Major         X                   X                   X                   X                   X                   X                  X

Minor                                                                                                                           

  

Brief explanation of expected involvement by department area

 Space Business & Management:   Design the prizes such that private business will find it advantages to participate in demonstators and final system    

 Space Life Sciences:                    Determine the effects of microwave (or other beamed energy frequency) on biota                   

 Space Policy & Law:                     Determine the legal implications of siting receiving antennas  tens of kilometers across. In particular, will eminent domain be needed? Define ownership and mining rights to the lunar surface.

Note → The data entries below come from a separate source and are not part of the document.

Issue #1341, opened 2026-02-24
Check usage of `cfg(not(hax))` vs `hax_lib::exclude`


jschneider-bensch:
> do we have other crates where we should fix this? Also, should we add a dummy crate (or get #1259 in) to have a test in the repo to make sure we don't break this again?

It is worth checking to avoid dependency trouble in the future, for sure. We should get #1259 as well.

_Originally posted by @jschneider-bensch in https://github.com/cryspen/libcrux/issues/1312#issuecomment-3851538561_

jschneider-bensch:
It would still be preferrable to use `hax_lib::exclude` over `cfg(not(hax))` when possible. Situations where it may not be possible is when we have mutually exclusive code paths for hax extraction and otherwise.

PR #1578, opened 2026-09-02
Make hax-lib a `target.'cfg(hax)'` dependency

### LINKED ISSUE #1575: Make `hax-lib` a target dependency
The hax/hax-lib release 0.4 will include https://github.com/cryspen/hax/pull/2117, which should make it possible to replace the unconditional hax-lib dependency we currently have in many crates with a `target.'cfg(hax)'` dependency.

For Lean extractions there might be some issues still with the `cfg` handling (https://github.com/cryspen/hax/pull/2069) but for F*, everything should work with `cfg(hax)`.

jschneider-bensch:
This PR makes `hax-lib` a `target.'cfg(hax)` dependency in `libcrux-intrinsics`, `libcrux-secrets`, `libcrux-sha3`, `libcrux-kmac`, `libcrux-ml-kem`, `libcrux-ml-dsa` and the main `libcrux` crate.
The one other crate that depends on `hax_lib`, `core-models`, is already a `target.'cfg(hax)` dependency in `libcrux-ml-dsa`, the only place where it is used. Therefore I did not touch it.

Default-feature builds on my machine of the crates listed above seem to work. So far so good!

TODO:
- [x] Validate functional builds beyond default features and for all target architectures. (I don't anticipate problems here, but want to make sure.)
- [x] Validate `cfg(hax)` builds still work and result in good extractions to F*.
- [ ] Look into #1341 while checking on the quality of F* extractions

Resolves #1575 

[skip changelog]

### DIFF
--- a/.github/workflows/kmac-hax.yml
+++ b/.github/workflows/kmac-hax.yml
@@ -18,7 +18,7 @@ on:
 env:
   CARGO_TERM_COLOR: always
   FSTAR_REV: v2026.03.24
-  HAX_LIB_VERSION: 0.3.7
+  HAX_LIB_VERSION: 0.4.0
 
 concurrency:
   group: ${{ github.workflow }}-${{ github.ref }}
--- a/.github/workflows/mldsa-hax.yml
+++ b/.github/workflows/mldsa-hax.yml
@@ -16,7 +16,7 @@ on:
 env:
   CARGO_TERM_COLOR: always
   FSTAR_REV: v2026.03.24
-  HAX_LIB_VERSION: 0.3.7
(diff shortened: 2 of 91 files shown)


jschneider-bensch:
I've bumped the hax-lib version to 0.4.1 and rebased to main. Since the fix for https://github.com/cryspen/hax/issues/2243 is included in this new release I've also undone the hax exclusions that were introduced in ML-KEM in #1584.

jschneider-bensch:
Looks like there are some issues in SHA3 with Bundles that weren't extracted on previous versions.

PR #1579, opened 2026-09-02
[psq] Align `nonce-control` handshake nonces with default nonces

### LINKED ISSUE #1577: `nonce-control` affecting handshake keys
The idea behind `nonce-control` feature flag was to allow the caller manual nonce control over **transport** keys (via `Transport::set_sender_nonce`/`set_receiver_nonce`) making the `increment_nonce()` into a no-op. However, this no-op turned to be global on all calls to `AEADKeyNonce::increment_nonce()` which make it also apply to the **handshake** keys (k0/k1/k2), which changes the handshake wire format: a peer built with `nonce-control` cannot complete a handshake with a peer built without it.

## Details

Handshake keys are derived fresh with nonce `[0u8; 12]` (`derive_k0`/`derive_k1_*`/`derive_k2_*` -> `AEADKeyNonce::new`). All handshake AEAD operations go through `handshake_encrypt`/`handshake_decrypt` -> `encrypt`/`decrypt` -> `increment_nonce()`:

- without `nonce-control`: increment-before-use, so every handshake payload is sealed/opened at nonce **1**;
- with `nonce-control`: the increment is a no-op and nothing ever sets a handshake key's nonce, so every handshake payload uses nonce **0**.

The result is a bidirectional interop failure: e.g. a `nonce-control` initiator seals msg1's outer payload with k0 at nonce 0, and a default-build responder's `handshake_decrypt` opens at nonce 1, so the tag check fails and the handshake aborts before msg2 is produced. The reverse direction fails identically,
as do k1 (inner payload) and k2 (msg2).

There is no way to compensate from outside the crate: `set_nonce` is only exposed on `Transport`, and the handshake keys are derived and consumed inside private methods with no interception point.

## Suggested fix

Scope the feature to transport keys. The seam is already clean: transport uses `encrypt`/`decrypt_out` directly, while the handshake exclusively uses the `handshake_encrypt`/`handshake_decrypt` wrappers. Since handshake keys are one-shot, having those two wrappers set the nonce to 1 (or increment
unconditionally) under `nonce-control` restores byte-compatibility with default builds at no security cost.

jschneider-bensch:
This follows the suggested fix from #1577, by explicitly setting the nonce to an aligned value in `handshake_encrypt, handshake_decrypt` when feature `nonce-control` is used.
I'll file a follow-up issue about adding interoperability tests for different feature sets.


libcrux-psq/src/aead.rs
```diff
@@ -10,8 +10,23 @@ use tls_codec::{
 /// Length of an AEAD nonce in bytes.
 pub const NONCE_LEN: usize = 12;
 
+/// If not using feature `nonce-control`, nonces are incremented
+/// automatically on encryption/decryption operations until this value
+/// is reached, at which point the nonce must no longer be used.
 #[cfg(not(feature = "nonce-control"))]
 const NONCE_MAX: [u8; NONCE_LEN] = [0xff; NONCE_LEN];
```
franziskuskiefer, line 17:
```suggestion
const NONCE_MAX: [u8; NONCE_LEN] = [0xff; NONCE_LEN];

```

franziskuskiefer (approved):
Thanks, lgtm.

But can you add a test before merging?

PR #1581, opened 2026-09-03
[psq] Integration test for wire format agreement (`nonce-control`)

jschneider-bensch:
An integration test for interoperability between `nonce-control` and non-`nonce-control` peers. This only exercises one ciphersuite, but the AEAD usage is the same across ciphersuites and nonce handling is in turn the same across AEAD choices.

Generated by LLM and reviewed by me.

[skip changelog]


franziskuskiefer (approved):
:shipit:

 Space Physical Sciences:             Determine the best frequencies for energy beams.      

 Satellite Applications:                     SSP is a satellite application       

 Space Systems Engineering:         Design the SSP satellites and ground facilities, including in-orbit assembly. Define mining and packaging equipment.  Define the mass driver and determine the location and velocities to achieve the desired orbits. Define processing steps to convert regolith into SSP components.

 Space & Society:                           Determine the social and political implications should SSP become the dominant energy source on Earth, particularly with regard to warfare.       

 

 

 

Window of Opportunity

This proposed TP is viable for the foreseeable future.

 

 

Interest

This proposed TP is likely to enjoy broad support from the general public, utilities, and large power users. The lunar mine may be an important application of the NASA's upcoming lunar base.